Contamination screening

We scanned all assemblies for any contamination or any sequence of vector origin by first building a UniVec Database and then using BLAST+ . All contaminants were found either at the beginning or at the end of contigs and then deleted. No contaminants affected assembly integrity.

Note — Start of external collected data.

PR #5036, opened 2017-06-26
Remove remaining deleted task reference

javierjulio:
We had one usage of `enforce_version` as a task dependency but it has since been removed.


deivid-rodriguez:
Nice! Will merge once CI is done!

Quality of short and long raw sequence reads

We used FastQC to check the sequence quality of Illumina short reads sequences and pycoQC to check the Nanopore long reads sequence quality. We used MultiQC123 to output all sequence quality scores in one interactive report105,106,107,108,109,110.

Assembly validation

Since the analysis took many steps to finish, quality checks were introduced between each step. Some checks were focused on completeness, for instance using BUSCO124 as a benchmark for the presence of expected universal single-copy orthologues. Other checks focussed on the correct order and orientation of the chromosomes, for instance MUMmer alignment to find synteny between assemblies and other Leishmania genomes. Yet further checks focussed on the accuracy and precision of annotation, for instance using Annotation Edit Distance score (AED) in MAKER2 (Fig. 5). We checked reproducibility of the assemblies and annotations using Snakemake.